In [8]:
import torch
import torch.nn as nn
import torch.nn.functional as F

class BertSelfAttention(nn.Module):
    def __init__(self, config):
        super(BertSelfAttention, self).__init__()
        self.hidden_size = config.hidden_size
        self.num_attention_heads = config.num_attention_heads
        self.all_head_size = self.hidden_size // self.num_attention_heads

        # Q K V的投影
        # 输入768 输出768
        self.query = nn.Linear(config.hidden_size, self.all_head_size * self.num_attention_heads)
        self.key = nn.Linear(config.hidden_size, self.all_head_size * self.num_attention_heads)
        self.value = nn.Linear(config.hidden_size, self.all_head_size * self.num_attention_heads)

        # 输出当前的线性投影
        self.output = nn.Linear(self.num_attention_heads * self.all_head_size, config.hidden_size)
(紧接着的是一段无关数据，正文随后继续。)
PR #2197, opened 2026-05-13
feat(batch): implement async planner for batch orchestration

nwangfw:
## Pull Request Description
Replaces the synchronous `Passthrough` planner with an asynchronous queue-backed implementation to support the case when the provisioning takes time. The gRPC caller now returns immediately with a synthetic "validating" batch while a worker pool runs `Provision` + `CreateBatch` in the background. The `plannerapi.Planner` interface is unchanged; the swap is one line in `server.go`.


apps/console/api/planner/impl/planner.go
```diff
@@ -0,0 +1,428 @@
...
+		}{
+			ProvisionID: provResult.ProvisionID,
+		},
+		ModelTemplate: req.ModelTemplate,
+	}
+
+	klog.Infof("[planner.scheduler] submit job_id=%q provision_id=%q model_template=%v",
+		req.JobID, provResult.ProvisionID, req.ModelTemplate)
+
+	batch, err := q.bc.CreateBatch(q.baseCtx, req.BatchParams, aibrix)
```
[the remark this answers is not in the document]
nwangfw: The race is handled at the post-CreateBatch checkpoint. If the job was canncelled. The provisioned resource will be released and the submission will be aborted.

apps/console/api/server/server.go
```diff
@@ -116,7 +119,8 @@ func (s *Server) StartGRPC(addr string) error {
 	if err != nil {
 		return fmt.Errorf("resource manager init: %w", err)
 	}
-	planner := plannerimpl.NewPassthrough(batchClient, rm.Provisioner)
+	planner := plannerimpl.NewScheduler(batchClient, rm.Provisioner, plannerimpl.DefaultWorkerCount)
+	s.planner = planner
```
Jeffwan: 122 and 123 could be single line?

apps/console/api/planner/impl/planner_test.go
```diff
@@ -0,0 +1,1047 @@
...
+// =============================================================================
+// Fakes
+// =============================================================================
+
+// fakeProvisioner implements provisioner.Provisioner with caller-supplied
+// behavior per call site. Tests set ProvisionFn / ReleaseFn to inject
+// success/error/latency; the struct also records every call for later
+// assertion and tracks peak concurrent in-flight Provisions so worker-pool
+// parallelism can be measured directly.
+type fakeProvisioner struct {
```
Jeffwan, line 44: this should be common provisioner interface. Can they be reused or not? 

why not put them under `async_planner_test.go`..

apps/console/api/planner/impl/planner.go
```diff
@@ -0,0 +1,548 @@
...
+	mu         sync.RWMutex          // guards jobs and jobByBatch
+	jobs       map[string]*queuedJob // JobID -> state
+	jobByBatch map[string]string     // batch.ID -> JobID (for ListJobs tagging)
+
+	// provPollInterval is how often waitForProvisionReady polls the RM.
+	// Same-package tests override for fast assertions.
+	provPollInterval time.Duration
+}
+
+// jobState is the planner-side lifecycle. Before submission, statusFor maps
```
Jeffwan, line 59: it should be not part of this file? is there planner types could be used?

apps/console/api/server/server.go
```diff
@@ -207,6 +211,11 @@ func (s *Server) Shutdown(ctx context.Context) {
 			klog.Errorf("failed to shutdown http server: %v", err)
 		}
 	}
+	if c, ok := s.planner.(io.Closer); ok {
+		if err := c.Close(); err != nil {
```
Jeffwan: what  happened for those workers on provisioning?

apps/console/api/planner/impl/async_planner.go
```diff
@@ -0,0 +1,548 @@
...
+		}
+		return &plannerapi.Job{JobID: jobID, Batch: batch}, nil
+	}
+	// Already terminal (failed/canceled) — return current view, no double-cancel side effects.
+	return &plannerapi.Job{JobID: jobID, Batch: placeholderBatch(req, statusFor(state), enqueuedAt, terminalAt)}, nil
+}
+
+// ListJobs merges MDS batches with local not-yet-submitted jobs. Local jobs
+// are shown only on the first page so the MDS cursor remains valid.
+func (q *AsyncPlanner) ListJobs(ctx context.Context, req *plannerapi.ListJobsRequest) (*plannerapi.ListJobsResponse, error) {
```
Jeffwan: is paging still working? seem not?

apps/console/api/planner/impl/planner.go
```diff
@@ -0,0 +1,548 @@
...
+const DefaultWorkerCount = 8
+
+// defaultProvPollInterval matches the cadence used by Provisioner-level
+// integration tests when waiting for "running" status.
+const defaultProvPollInterval = 5 * time.Second
+
+// provReadyTimeout caps how long a single worker will wait for a
+// provision to reach Running. Beyond this, the job is marked Failed and
+// the resource is released.
+const provReadyTimeout = 2 * time.Minute
```
Jeffwan, line 115: I do not quite understand why it's 2 mins? any analytics?

apps/console/api/planner/impl/async_planner.go
```diff
@@ -0,0 +1,548 @@
...
+		JobID: jobID,
+		Batch: placeholderBatch(req, statusFor(state), enqueuedAt, terminalAt),
+	}, nil
+}
+
+// Cancel marks a pending/provisioning job canceled, or forwards cancel to
+// MDS for a submitted job. A cancel that lands mid-Provision or
+// mid-CreateBatch is honored at the worker's post-CreateBatch checkpoint
+// (which forwards CancelBatch and releases the resource).
+func (q *AsyncPlanner) Cancel(ctx context.Context, jobID string) (*plannerapi.Job, error) {
```
Jeffwan: does it work with checkpoint pretty well?

apps/console/api/planner/impl/async_planner.go
```diff
@@ -0,0 +1,548 @@
...
+		q.releaseAfter(jobID, provResult.ProvisionID, "wait failure")
+		q.markFailed(jobID, errors.Join(plannerapi.ErrInsufficientResources, err))
+		return
+	}
+	klog.Infof("[planner] provision ready job_id=%q provision_id=%q provider=%q",
+		jobID, provResult.ProvisionID, q.prov.Type())
+
+	aibrix := plannerclient.AIBrixExtraBody{
+		JobID: req.JobID,
+		PlannerDecision: &struct {
```
Jeffwan: why do you replicate a struct here?

apps/console/api/planner/impl/async_planner.go
```diff
@@ -0,0 +1,548 @@
...
+	for _, job := range unsubmitted {
+		out = append(out, &plannerapi.Job{
+			JobID: job.req.JobID,
+			Batch: placeholderBatch(job.req, statusFor(job.state), job.enqueuedAt, job.terminalAt),
+		})
+	}
+	return out
+}
+
+func (q *AsyncPlanner) deleteJob(jobID string) {
```
Jeffwan: how do you manage jobs in the queue？ Seem delete is not invoked if job is full or expired?

apps/console/api/planner/impl/async_planner.go
```diff
@@ -0,0 +1,428 @@
...
+				jobID, provResult.ProvisionID, relErr)
+		}
+		q.markFailed(jobID, err)
+		return
+	}
+
+	// Record batch.ID and mark the job submitted.
+	q.mu.Lock()
+	if job, ok := q.jobs[jobID]; ok {
+		job.state = jobStateSubmitted
```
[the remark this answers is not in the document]
nwangfw: Same as the previous comment.

apps/console/api/planner/impl/planner.go
```diff
@@ -0,0 +1,428 @@
...
+
+	submit chan string // buffered FIFO of pending JobIDs
+
+	baseCtx    context.Context
+	baseCancel context.CancelFunc
+	wg         sync.WaitGroup // tracks live workers; Close waits on this
+
+	mu         sync.RWMutex          // guards jobs and jobByBatch
+	jobs       map[string]*queuedJob // JobID -> state
+	jobByBatch map[string]string     // batch.ID -> JobID (for ListJobs tagging)
```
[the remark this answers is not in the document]
nwangfw: The concern is true. Thinking to address this in a seperate PR in the near future.

apps/console/api/planner/impl/planner.go
```diff
@@ -0,0 +1,428 @@
...
+	jobStateCanceled
+)
+
+type queuedJob struct {
+	req        *plannerapi.EnqueueRequest
+	state      jobState
+	batchID    string // populated when state == jobStateSubmitted
+	err        error  // populated when state == jobStateFailed
+	enqueuedAt time.Time
+}
```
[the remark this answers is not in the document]
nwangfw: Addressed

apps/console/api/planner/impl/async_planner.go
```diff
@@ -0,0 +1,428 @@
...
+	if len(req.BatchParams.Metadata) > 0 {
+		b.Metadata = map[string]string(req.BatchParams.Metadata)
+	}
+	switch st {
+	case openai.BatchStatusFailed:
+		b.FailedAt = time.Now().Unix()
+	case openai.BatchStatusCancelled:
+		b.CancelledAt = time.Now().Unix()
+	}
+	return b
```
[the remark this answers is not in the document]
nwangfw: Addressed by adding failedAt time.Time and canceledAt time.Time fields

apps/console/api/server/server.go
nwangfw: There are two cases. If the the planner has received the provisionID, it will release the resource accordingly. If the RM has allocated internally but hasn't returned the ProvisionID, there will be a caveat, bounded by the RPC duration. In practice, this window should be very small?

apps/console/api/planner/impl/async_planner.go
nwangfw: Actually this is something I want to discuss and get feedback on regarding how to merge job status for jobs in queue and jobs in MDS.

Paging works but not perfectly. Right now, the implementation idea is to display all local jobs (jobs not submited to MDS) first. The jobs in MDS will be displayed after that. The reason we can't paginate strictly across both: the MDS After cursor only encodes positions in MDS's batch ID space; local jobs have no stable IDs (they're in-memory, lost on restart), so we can't build a unified cursor across both sources.   

The fix of this issue can be deferred to a future PR.

apps/console/api/planner/impl/planner.go
nwangfw: It depends on the provisioning speed of resource providers.  The 2*min is more than enough for the current k8s provisioning process but we may need to adjust this value for other resource providers.

apps/console/api/planner/impl/async_planner.go
nwangfw: Yes, we re-read state at the end of process() after CreateBatch returns to check if a cancel landed; covered by TestCancelDuringProvisioning* and TestCancelDuringCreateBatch*. Let me know if you see any potential issues.

apps/console/api/planner/impl/async_planner.go
nwangfw: Jobs are dequeued and removed from the Go channel implicitly by the worker's <-q.submit receive — no explicit delete is needed for the queue itself. The previous deleteJob has been renamed to rollbackEnqueue for clarity and is only used to undo the bookkeeping insert in two edge cases where Enqueue itself fails.  Added some comments in the code as well.

apps/console/api/server/server.go
nwangfw: Modified.

apps/console/api/planner/impl/async_planner.go
nwangfw: Created a named type for reuse.

apps/console/api/planner/impl/planner.go
nwangfw: No existing planner type fits.  jobState describes the AsyncPlanner-internal pre-submission lifecycle (Pending → Provisioning, plus terminal Failed/Canceled before MDS takes over) and isn't referenced outside this file,

apps/console/api/planner/impl/planner_test.go
nwangfw: Right now, the test file is only used by planner. Maybe we can keep it here until later it is reused by another compoment.

apps/console/api/planner/impl/async_planner.go
```diff
@@ -0,0 +1,548 @@
...
+			ProvisionResourceDeadline int64  `json:"provision_resource_deadline,omitempty"`
+			ResourceDetails           []struct {
+				ResourceType    string `json:"resource_type"`
+				EndpointCluster string `json:"endpoint_cluster,omitempty"`
+				GPUType         string `json:"gpu_type,omitempty"`
+				WorkerNum       int    `json:"worker_num,omitempty"`
+			} `json:"resource_details,omitempty"`
+		}{
+			ProvisionID: provResult.ProvisionID,
+		},
```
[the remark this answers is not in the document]
nwangfw: Created PlannerDecision name type

apps/console/api/planner/client/submission.go
```diff
@@ -20,21 +20,27 @@ import (
 	plannerapi "github.com/vllm-project/aibrix/apps/console/api/planner/api"
 )
 
+// PlannerDecision is the planner's allocation decision projected into
+// AIBrixExtraBody. ResourceDetails stays as a nested anonymous struct
+// because its shape will evolve as the RM populates per-group allocation
+// details (currently always nil — RM doesn't return them yet).
+type PlannerDecision struct {
+	ProvisionID               string `json:"provision_id,omitempty"`
+	ProvisionResourceDeadline int64  `json:"provision_resource_deadline,omitempty"`
```
DwyaneShi: need put a comment here to explain if the deadline is a unix timestamp in seconds, milliseconds, etc.

apps/console/api/planner/client/submission.go
```diff
@@ -20,21 +20,27 @@ import (
...
+	ResourceDetails           []struct {
```
DwyaneShi, line 33: 1. let's have enough comments to explain these fields
2. need a comment to explain that the actual gpu num of each deployment is defined in the template, otherwise other contributors will get confused

apps/console/api/planner/impl/planner.go
```diff
@@ -0,0 +1,546 @@
...
+
+// Planner is an asynchronous implementation of plannerapi.Planner.
+// Enqueue records the job in memory, returns a placeholder batch in
+// "pending" status, and lets workers run Provision, wait for the
+// resource to reach Running, then CreateBatch.
+type Planner struct {
+	bc   plannerclient.BatchClient
+	prov provisioner.Provisioner
+
+	submit chan string // buffered FIFO of pending JobIDs
```
DwyaneShi: seems like planner's and queue's implementations are mixed together, let's split them for better flexibility

apps/console/api/planner/impl/planner.go
```diff
@@ -0,0 +1,546 @@
...
+// reason string ("wait failure", "CreateBatch failure", "cancel-race")
+// appears in the log line so each call site is self-identifying.
+func (q *Planner) releaseAfter(jobID, provisionID, reason string) {
+	if err := q.prov.Release(q.baseCtx, provisionID); err != nil {
+		klog.Warningf("[planner] release after %s job_id=%q provision_id=%q: %v",
+			reason, jobID, provisionID, err)
+	}
+}
+
+func (q *Planner) markFailed(jobID string, err error) {
```
DwyaneShi, line 298: Once a job is marked as failed, we need to release its provision (if valid) as well.

apps/console/api/planner/impl/planner.go
```diff
@@ -0,0 +1,546 @@
...
+func (q *Planner) process(jobID string) {
+	// Atomic check-and-flip Pending → Provisioning.
+	q.mu.Lock()
+	job, ok := q.jobs[jobID]
+	if !ok {
+		q.mu.Unlock()
+		return
+	}
+	if job.state != jobStatePending {
+		// Cancel raced ahead; drop without provisioning.
```
DwyaneShi: didn't get what does the comment mean, let's put a simple example to explain it

apps/console/api/planner/impl/planner.go
```diff
@@ -0,0 +1,546 @@
...
+	}
+	q.mu.Unlock()
+
+	switch state {
+	case jobStatePending, jobStateProvisioning:
+		klog.Infof("[planner] cancel pre-submit job_id=%q state=%d", jobID, state)
+		return &plannerapi.Job{JobID: jobID, Batch: placeholderBatch(req, openai.BatchStatusCancelled, enqueuedAt, terminalAt)}, nil
+	case jobStateSubmitted:
+		klog.Infof("[planner] cancel submitted job_id=%q batch_id=%q", jobID, batchID)
+		batch, err := q.bc.CancelBatch(ctx, batchID)
```
DwyaneShi, line 429: need to release provision

apps/console/api/planner/impl/planner.go
DwyaneShi: got this part after reviewing the cancel function. let's explicitly check if the state is cancelled and write error log if encountering other invalid states.

apps/console/api/planner/client/submission.go
nwangfw: Added

apps/console/api/planner/client/submission.go
nwangfw: Sure. Comments here are added for every field here.

apps/console/api/planner/impl/planner.go
nwangfw: Great point and have split the queue implementation into a separate file.

apps/console/api/planner/impl/planner.go
nwangfw: Yes, the current code will release the provision for if a job has been marked as failed under the process().

apps/console/api/planner/impl/planner.go
nwangfw: Added an example here regarding what does this statement mean. The state info is logged so that we can figure out the exact reason.

apps/console/api/planner/impl/planner.go
nwangfw: Great catch. Release provision added.

apps/console/api/planner/impl/queue.go
```diff
@@ -0,0 +1,62 @@
...
+// errQueueClosed reports that the planner is shutting down and no longer
+// accepts new work.
+var errQueueClosed = errors.New("job queue closed")
+
+// queueCapacity caps the buffered job queue. When full, Push blocks on the
+// caller's context.
+const queueCapacity = 256
+
+// jobQueue owns the buffered FIFO of pending JobIDs.
+type jobQueue struct {
```
DwyaneShi: let's have a queue interface first and this impl as a fifo queue implementation. do not use the name of `jobQueue`, a name describing its functionality is preferred since we will have multiple queue implementations in the future.

apps/console/api/planner/impl/planner.go
Jeffwan: job state can not be used by other planner implmenetation? I think this should be common? I didn't get this part, if you have a new planner implementation, then you will have other jobstate definition?

apps/console/api/planner/impl/queue.go
nwangfw: Make sense. How about this version?

apps/console/api/planner/impl/async_planner.go
Jeffwan: >  The jobs in MDS will be displayed after that.

I didn't get this part. there's logical job shown on UI. Since you manage the job state, you can do the merge whithin planner?

apps/console/api/planner/impl/planner.go
Jeffwan: how to measure it, what if we switch ot other cloud providers? I just like to know 2mins is from some of your test or a magic number you just defined?

apps/console/api/planner/impl/async_planner.go
Jeffwan: I mean this is not defined in earlier PR?

apps/console/api/planner/impl/async_planner.go
Jeffwan: could you point it out? I didn't find the logics

apps/console/api/planner/impl/async_planner.go
nwangfw: Planner does the job merge and currently displays sorted local jobs first followed by the sorted MDS job.  Ideally, we don't need to distinguish them and sort them uniformly. I can address this issue in a future PR.

apps/console/api/planner/impl/planner.go
nwangfw: 2 mins are from my local provisioning tests.  I feel that we need to test and config different numbers for different cloud providers.

apps/console/api/planner/impl/planner.go
nwangfw: We only have one planner now.  If we will have multiple planners, I agree that we should make the job state in common.

apps/console/api/planner/impl/async_planner.go
nwangfw: No

apps/console/api/planner/impl/async_planner.go
nwangfw: Is this part of code that you are looking for? 
https://github.com/nwangfw/aibrix/blob/201ef7fc838728db85160e63ca2947e85c8920b0/apps/console/api/planner/impl/planner.go#L155-L159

    def transpose_for_scores(self, x):
        """
        Reshape 当前的输入张亮进入到多头注意力
        输入的尺寸应该是（尺寸大小， seq的长度， 隐藏层的尺寸）
        输出的尺寸应该是（尺寸大小，多头的数量， seq的长度， 头的尺寸）        
        """
        new_shape = x.size()[:-1] + (self.num_attention_heads, self.all_head_size)
        x = x.view(*new_shape)

        return x.permute(0, 2, 1, 3)

    def forward(self, hidden_states, attention_mask=None):
            """
            Perform self-attention given the hidden states.

            Parameters:
            - hidden_states: (batch_size, seq_len, hidden_size)
            - attention_mask: (batch_size, seq_len), optional
            """
            # Linear projections for query, key, and value
            query_layer = self.query(hidden_states)
            key_layer = self.key(hidden_states)
            value_layer = self.value(hidden_states)
            
            # Reshape for multi-head attention
            query_layer = self.transpose_for_scores(query_layer)
            key_layer = self.transpose_for_scores(key_layer)
            value_layer = self.transpose_for_scores(value_layer)
            
            # Attention scores: (batch_size, num_heads, seq_len, seq_len)
            attention_scores = torch.matmul(query_layer, key_layer.transpose(-1, -2))  # Q * K^T
            
            # Scale attention scores
            attention_scores = attention_scores / (self.all_head_size ** 0.5)
            
            if attention_mask is not None:
                # Apply attention mask
                attention_scores = attention_scores + attention_mask
            
            # Apply softmax to get attention probabilities
            attention_probs = F.softmax(attention_scores, dim=-1)
            
            # Attention output: (batch_size, num_heads, seq_len, head_size)
            context_layer = torch.matmul(attention_probs, value_layer)
            
            # Reshape back to (batch_size, seq_len, hidden_size)
            context_layer = context_layer.permute(0, 2, 1, 3).contiguous()
            new_context_layer_shape = context_layer.size()[:-2] + (self.num_attention_heads * self.all_head_size,)
            context_layer = context_layer.view(*new_context_layer_shape)
            
            # Final output projection
            attention_output = self.output(context_layer)
            
            return attention_output
    
    def test_bert_self_attention():
        # 定义一个简单的配置类
        class Config:
            def __init__(self, hidden_size=768, num_attention_heads=12):
                self.hidden_size = hidden_size
                self.num_attention_heads = num_attention_heads
        
        # 实例化配置和BertSelfAttention
        config = Config(hidden_size=768, num_attention_heads=12)
        self_attention = BertSelfAttention(config)
        
        # 创建随机输入：batch_size=2, seq_len=16, hidden_size=768
        batch_size = 2
        seq_len = 16
        hidden_states = torch.randn(batch_size, seq_len, config.hidden_size)
        
        # 调用 self_attention
        output = self_attention(hidden_states)
        
        # 检查输出形状
        print("Output shape:", output.shape)
        assert output.shape == (batch_size, seq_len, config.hidden_size), (
            "输出形状应为 (batch_size, seq_len, hidden_size)，"
            f"但得到 {output.shape}"
        )
        
        print("BertSelfAttention 测试通过！")

# 直接运行测试
if __name__ == "__main__":
    test_bert_self_attention()

Output shape: torch.Size([2, 16, 768])
BertSelfAttention 测试通过！